The fact they are out of the title race in mid-April is horribly damning for a club with such grand intentions and personnel.
But here they did what they were meant to do so much more often, which was play with pace and aggression and make progress. In the sense of the table, that meant jumping over Liverpool and into third place.
In terms of squad milestones, it meant a first save for Bravo since January 2, and a first goal for Kompany in 608 days and, more importantly, no obvious twinges or pulls or ruptures. He celebrated his second-half header like a mad man, having only recently returned from yet another debilitating injury. Who could blame him?
That strike set a platform from which Leroy Sane and Aguero scored the subsequent goals that buried Southampton. Guardiola allowed himself a few smiles and that was fair enough, as well, given City now have a firmer grip on a top-four place ahead of their FA Cup semi-final against Arsenal next weekend.
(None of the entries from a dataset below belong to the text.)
PR #674, opened 2024-11-07
fix: remove webtransport from default transports

2color:
## Description

WebTransport is still working reliably across different browsers. Moreover, the go-libp2p implementation needs to be updated to meet newer revisions of the spec. 

As we discussed during Helia WG, the most sensible thing for now is to remove WebTransport from the default transports.

Related to https://github.com/libp2p/js-libp2p/issues/2572

## Change checklist

### DIFF
--- a/benchmarks/transports/package.json
+++ b/benchmarks/transports/package.json
@@ -25,7 +25,6 @@
     "@libp2p/tcp": "^10.0.0",
     "@libp2p/webrtc": "^5.0.0",
     "@libp2p/websockets": "^9.0.0",
-    "@libp2p/webtransport": "^5.0.0",
     "@multiformats/multiaddr": "^12.2.1",
     "aegir": "^45.0.1",
     "blockstore-fs": "^2.0.1",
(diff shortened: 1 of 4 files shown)


benchmarks/transports/package.json
```diff
@@ -25,7 +25,6 @@
     "@libp2p/tcp": "^10.0.0",
     "@libp2p/webrtc": "^5.0.0",
     "@libp2p/websockets": "^9.0.0",
-    "@libp2p/webtransport": "^5.0.0",
```
SgtPooki, line 28: idk that we should remove it from benchmarks?

SgtPooki (changes requested):
I would say the only change we really want are the ones to `packages/helia`

SgtPooki (approved):

2color:
@achingbrain Any thoughts on this?

achingbrain:
This makes me a bit 😭 but I don't how else we can give users a good experience otherwise right now.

‘We played good,’ he said. ‘I’m so happy because until the last game at Watford the qualification for the Champions League will be so tough. Two teams (Chelsea and Tottenham) are already done and there are four top teams for two positions.
‘On Thursday week we play the real final against Manchester United. That’s why it was so important to win today and for our confidence ahead of the semi-final of the FA Cup. I’m so glad with our performance and for our players.’
On Kompany, whose long-term City future is unclear, Guardiola added: ‘We have missed him this season.
‘In the past two years he has had a lot of problems and of course this is only his third or fourth game of the season and that’s not too much.’
Kompany’s return, having suffered a minor problem against Chelsea on the back of a two-month lay-off, enabled one of the four changes Guardiola made to the side that beat Hull the previous Saturday.
Those alterations brought to 100 the figure for switches the Catalan has made to his side throughout this campaign and that, in itself, could be construed as one of his issues this season. While Antonio Conte has made only 31 and thrived amid the stability, Guardiola has frequently looked like he does not know his best XI.
He intends to address that in the summer, with at least three new defenders targeted, and there remains a fair chance he will pursue a new goalkeeper, even if he did back Bravo over Willy Caballero for a second straight start after admitting recently that he no longer has a set No 1.
The pressure on Bravo has been significant, with a pre-match statistic showing he had kept out none of the past seven shots on his goal. When Cedric headed straight at him in the 70th minute, he ended that streak.
By then, City were already in control. The first half had only been fleetingly entertaining, with a poor David Silva miss and an unsuccessful penalty appeal for Sane, before the second saw Kompany head in a Silva corner on 55 minutes.
Southampton enjoyed brief pressure in response, but having only created one meaningful chance, which Dusan Tadic had blazed over in the first half, they were soon put to the sword.
First, Kevin De Bruyne led a breakaway and squared for Sane to make it 2-0, before De Bruyne floated a perfect cross for Aguero to bury with his head. He has excelled since Gabriel Jesus’s injury in February let him back into the team.
Claude Puel was distinctly unimpressed with his side, who had won their previous two but played here like a group of players who know they will almost certainly finish somewhere between eighth and 10th.
Puel said: ‘I feel disappointment but not just about the result but about our play. We can do better. We didn’t show a good Southampton with good quality on the pitch.
‘We were nervous throughout the game. Congratulations of course to a good team but we gave them opportunities.’
And City took them. A good day in a season when they have had far worse.